人生100年時代の到来といわれるようになりました。超高齢社会の中で「健康寿命」を伸ばすには、「オーラルフレイル」にならないように、自分の抱える問題をしっかりと解決していくことがポイントです。
連載第1回目は、そのオーラルフレイルについてご紹介します。オーラルフレイルは、まだあまり知られていないかもしれませんね。そこで、まず「フレイルとは何か?」から説明します。

フレイルとは?

フレイルとは、海外の老年医学会が使用している「Frailty(フレイルティ)=虚弱、脆弱」に対する日本語訳で、歳をとって筋力や認知機能、社会とのつながりなどが低下した状態を指します。多くの人がこのフレイルを経て、要介護状態になると考えられます。

フレイルでは、

  • 低栄養などによって筋力が低下し、身体機能が衰える。
  • 身体機能の衰えによって活力が低下し、認知機能が衰える。
  • 精神的な活力の低下や筋力の低下で、社会交流が減っていく。
  • 閉じこもりがちになることで食欲が失せ、さらに身体機能や精神的な活力が減る。

といった負のスパイラルが出来上がっていきます。
そうならないために、下記のような実践が重要です。

フレイルにならないための「3つの心得」実践していますか?

しっかり食べて
バランスよく栄養を摂る!

食欲・口腔機能の
衰えはありませんか?


しっかり運動する!

運動機能の衰えは
ありませんか?


自分にあった活動を
見つける!

趣味やボランティア活動、
就労などをしていますか?


この3つの心得の中でも、身体的・精神的活力を生むために大事なのは、バランスのとれた食事をしっかり摂ることです。しかし、歯の本数が減る、入れ歯が合わない、食べる・飲み込むための口腔機能が衰える、などによって、食事を控えたり、偏ったものばかり食べるようになると、身体的・精神的な衰えが始まります。

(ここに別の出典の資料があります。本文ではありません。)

PR #889, opened 2017-10-24
Added SqlEvaluateAttribute for controlling query caching.

sdanyliv:


sdanyliv:
Already fixed in #903

PR #898, opened 2017-10-31
Added Query.ClearCaches method

sdanyliv:
It may help in clearing all Query Caches.
See #894 .


Source/Linq/Query.cs
```diff
@@ -124,6 +124,24 @@ public object GetConvertedEnum(Type valueType, object value)
 		}
 
 		#endregion
+
+		#region Cache Support
+
+		internal static readonly ConcurrentBag<Action> CacheCleaners = new ConcurrentBag<Action>();
+
+		/// <summary>
+		/// Clears query caches for all typed queries
```
MaceWindu: dot missing

PR #2810, opened 2021-02-01
Fix for #2797. Added missed IsPredicate and IsWindowFunction for SqlExpression.

### LINKED ISSUE #2797: Incorrect Query generation for Ternary
SQL Server; l2db 3.2.3. Introduced after 3.1.6

Table and column are not important, only that the column is numeric (int, tinyint, etc.)
```csharp
context.Equipment.Select(e => Sql.AsSql(Sql.Between(e.EquipmentTypeId, 2, 5) ? 0 : 1)).ToList();
```
Renders to the following SQL:
```sql
SELECT
	IIF([e].[EquipmentTypeId] BETWEEN 2 AND 5 = 1, 0, 1)
FROM
	[dbo].[Equipment] [e]
```

There is a false comparison (`=1`) when the value is already a bool expression, so the syntax doesn't work right.

sdanyliv:
Fixes #2797

### DIFF
--- a/Source/LinqToDB/DataProvider/Oracle/Oracle11SqlOptimizer.cs
+++ b/Source/LinqToDB/DataProvider/Oracle/Oracle11SqlOptimizer.cs
@@ -209,7 +209,7 @@ namespace LinqToDB.DataProvider.Oracle
 			return expr;
 		}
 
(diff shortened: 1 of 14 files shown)


MaceWindu (approved):
except UpdateTestJoinTake test failing for oracle for some reason...

viceroypenguin (approved):
LGTM! Thanks for the quick response on this! Failing tests aren't related to this PR, so I'm good with them as is.

PR #2820, opened 2021-02-07
Stub Type.GetInterfaceMap on CoreRT

### LINKED ISSUE #2680: SQLite.Ms wants to use System.Data.Sqlite in Release mode
I use linq2db and linq2db.SQLite.MS. Compiling to Debug mode does not produce any Error.
But on doing this in Release mode, the first time it tries to create a DataConnection it shuts down with the Error below.

```
Exception message: 
System.InvalidOperationException
  HResult=0x80131509
  Nachricht = Cannot load assembly System.Data.SQLite
  Quelle = <Die Ausnahmequelle kann nicht ausgewertet werden.>
  Stapelüberwachung:
<Die Ausnahmestapelüberwachung kann nicht ausgewertet werden.>

Stack trace:
   at LinqToDB.DataProvider.SQLite.SQLiteProviderAdapter.CreateAdapter(String assemblyName, String clientNamespace, String prefix) in D:\a\1\s\Source\LinqToDB\DataProvider\SQLite\SQLiteProviderAdapter.cs:line 52
   at LinqToDB.DataProvider.SQLite.SQLiteProviderAdapter.GetInstance(String name) in D:\a\1\s\Source\LinqToDB\DataProvider\SQLite\SQLiteProviderAdapter.cs:line 78
   at LinqToDB.DataProvider.SQLite.SQLiteDataProvider..ctor(String name, MappingSchema mappingSchema) in D:\a\1\s\Source\LinqToDB\DataProvider\SQLite\SQLiteDataProvider.cs:line 32
   at LinqToDB.DataProvider.SQLite.SQLiteDataProvider..ctor(String name) in D:\a\1\s\Source\LinqToDB\DataProvider\SQLite\SQLiteDataProvider.cs:line 27
   at LinqToDB.DataProvider.SQLite.SQLiteTools.<>c.<.cctor>b__21_0() in D:\a\1\s\Source\LinqToDB\DataProvider\SQLite\SQLiteTools.cs:line 17
   at System.Func`1.Invoke()
   at System.Lazy`1.ViaFactory(LazyThreadSafetyMode mode) in f:\dd\ndp\fxcore\CoreRT\src\System.Private.CoreLib\shared\System\Lazy.cs:line 324
```

### Steps to reproduce
I use the code below to build my LinqToDbConnectionOptions. Nothing else has been used.

```c#
LinqToDB.Common.Configuration.Linq.AllowMultipleQuery = true;
            var connectionString = @"Data Source=internal.db";

            // create options builder
            var builder = new LinqToDbConnectionOptionsBuilder();

            // configure connection string
            builder.UseSQLite(connectionString);

            return builder.Build();
```

### Environment details
linq2db version: *3.1.6*
Database Server: *?*
Database Provider: *SQlite MS*
Operating system: *Windows*
.NET Framework: *.Net Standard 2.0*

MaceWindu:
Fix #2680 

Note that this issue applies only to CoreRT runtime, enabled by `Compile with .NET Native tool chain` build option.
Implementation for this method were added to corert by [this](https://github.com/dotnet/corert/pull/8144) PR but it looks like it was never released and whole CoreRT stuff [looks like dead horse](https://github.com/dotnet/corert/issues/7200).

@Daveismus, I'm replacing GetInterfaceMap implementation with noop method, which means you cannot use interfaces in your data model (linq2db will not see them). Another option to make it work is to disable AOT buid for your project...

### DIFF
--- a/Source/LinqToDB/Extensions/ReflectionExtensions.cs
+++ b/Source/LinqToDB/Extensions/ReflectionExtensions.cs
@@ -254,17 +254,23 @@ namespace LinqToDB.Extensions
 				_getInterfaceMap = (t, i) => t.GetInterfaceMap(i);
 				try
 				{
-					return _getInterfaceMap(interfaceType):
+					return _getInterfaceMap(type, interfaceType);
 				}
 				catch (PlatformNotSupportedException)
 				{
-					// porting of https://github.com/dotnet/corert/pull/8144 requires a lot of fragile platform-specific reflection
-					// so we'll just "unsupport" interfaces in mappings for UWP without native implementation
-					_getInterfaceMap = (t, i) => default;
+					// porting of https://github.com/dotnet/corert/pull/8144 is not possible as it requires access
+					// to non-public runtime data and reflection doesn't work in corert
+					_getInterfaceMap = (t, i) => new InterfaceMapping()
+					{
+						TargetType       = t,
+						InterfaceType    = i,
+						TargetMethods    = Array.Empty<MethodInfo>(),
+						InterfaceMethods = Array.Empty<MethodInfo>()
+					};
 				}
 			}
 
-			return _getInterfaceMap(interfaceType):
+			return _getInterfaceMap(type, interfaceType);
 #else
 			return type.GetInterfaceMap(interfaceType);
 #endif
--- a/Source/LinqToDB/Extensions/ReflectionExtensions.cs
+++ b/Source/LinqToDB/Extensions/ReflectionExtensions.cs
@@ -241,12 +241,41 @@ namespace LinqToDB.Extensions
 			return type.GetMember(name);
 		}
 
+#if NETSTANDARD2_0
+		private static Func<Type, Type, InterfaceMapping>? _getInterfaceMap;
+#endif
+		public static InterfaceMapping GetInterfaceMapEx(this Type type, Type interfaceType)
+		{
+			// native UWP builds (corert) had no GetInterfaceMap() implementation
+			// (added here https://github.com/dotnet/corert/pull/8144)
+#if NETSTANDARD2_0
+			if (_getInterfaceMap == null)
+			{
+				_getInterfaceMap = (t, i) => t.GetInterfaceMap(i);
+				try
+				{
+					return _getInterfaceMap(interfaceType):
+				}
+				catch (PlatformNotSupportedException)
+				{
+					// porting of https://github.com/dotnet/corert/pull/8144 requires a lot of fragile platform-specific reflection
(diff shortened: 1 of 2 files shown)


Source/LinqToDB/Extensions/ReflectionExtensions.cs
```diff
@@ -288,7 +317,7 @@ static void GetAttributesTreeInternal(List<object> list, Type type)
 				{
 					var getAttr = false;
 
-					foreach (var mi in type.GetInterfaceMap(intf).TargetMethods)
+					foreach (var mi in type.GetInterfaceMapEx(intf).TargetMethods)
```
viceroypenguin, line 320: If we return `default` above, does that mean we're going to get an NRE on `.TargetMethods`?

Source/LinqToDB/Extensions/ReflectionExtensions.cs
```diff
@@ -241,12 +241,41 @@ public static MemberInfo[] GetPublicMemberEx(this Type type, string name)
...
+			// (added here https://github.com/dotnet/corert/pull/8144)
+#if NETSTANDARD2_0
+			if (_getInterfaceMap == null)
+			{
+				_getInterfaceMap = (t, i) => t.GetInterfaceMap(i);
+				try
+				{
+					return _getInterfaceMap(interfaceType):
+				}
+				catch (PlatformNotSupportedException)
```
viceroypenguin, line 259: If we catch `PlatformNotSupportedException` even once, doesn't that mean we'll get it for all functions? So maybe would be better to use a simple `bool? flag` of some kind to track unsupported (`null` means untested, `true`/`false` mean known, etc.

MaceWindu: we will enter this `if` only first  time when  `_getInterfaceMap` is not yet initialized

Source/LinqToDB/Extensions/ReflectionExtensions.cs
MaceWindu: yep, will fix it tomorrow

Source/LinqToDB/Extensions/ReflectionExtensions.cs
viceroypenguin: Ah. Yup. Misread that as a dictionary to be initialized for each (type, type) rather than a func. I'm good w/ this.

MaceWindu:
Tested stub with sqlite - as expected only 4 tests that use interface mappings failed. Also managed to run some queries in UWP using MS sqlite provider.

viceroypenguin (approved):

そして要介護になる可能性も高まるのです。

それが「オーラルフレイル」。

健康寿命を左右するオーラルフレイル

オーラルフレイルで問題になるのは、

  • 歯の本数が減り、思うように噛めない
  • 入れ歯が合わずに、噛めないものが増える
  • 食事量が減ることで、胃(の筋肉)が弱くなり、さらに食事量が減る
  • 口の中が乾燥するため、水分の少ないものを食べにくくなる
  • 口の中の不調によって滑舌が低下し、コミュニケーションが取りにくくなる
  • 口の中の乾燥によって口臭が強くなり、人と接する機会を減らしてしまう
  • 飲みこむ力が低下してむせる
  • 口の筋肉が低下して噛みにくくなる、食べこぼす
  • 一緒に食べる家族や友人が減り、孤食が増える

などが挙げられます。

これらの問題を一つずつ解決していくことが、いつまでも健康でいられる生活づくりの秘訣。
また、それぞれを単体で考えるのではなく、健康とは社会参加して人と接する機会を増やしたり、運動して体の筋肉をつけたりすることと密接に関係があります。
「社会参加」「運動」そして「口の中の健康」を一緒に考えることで、健康寿命を延ばし、いつまでも楽しい生活を送りたいものです。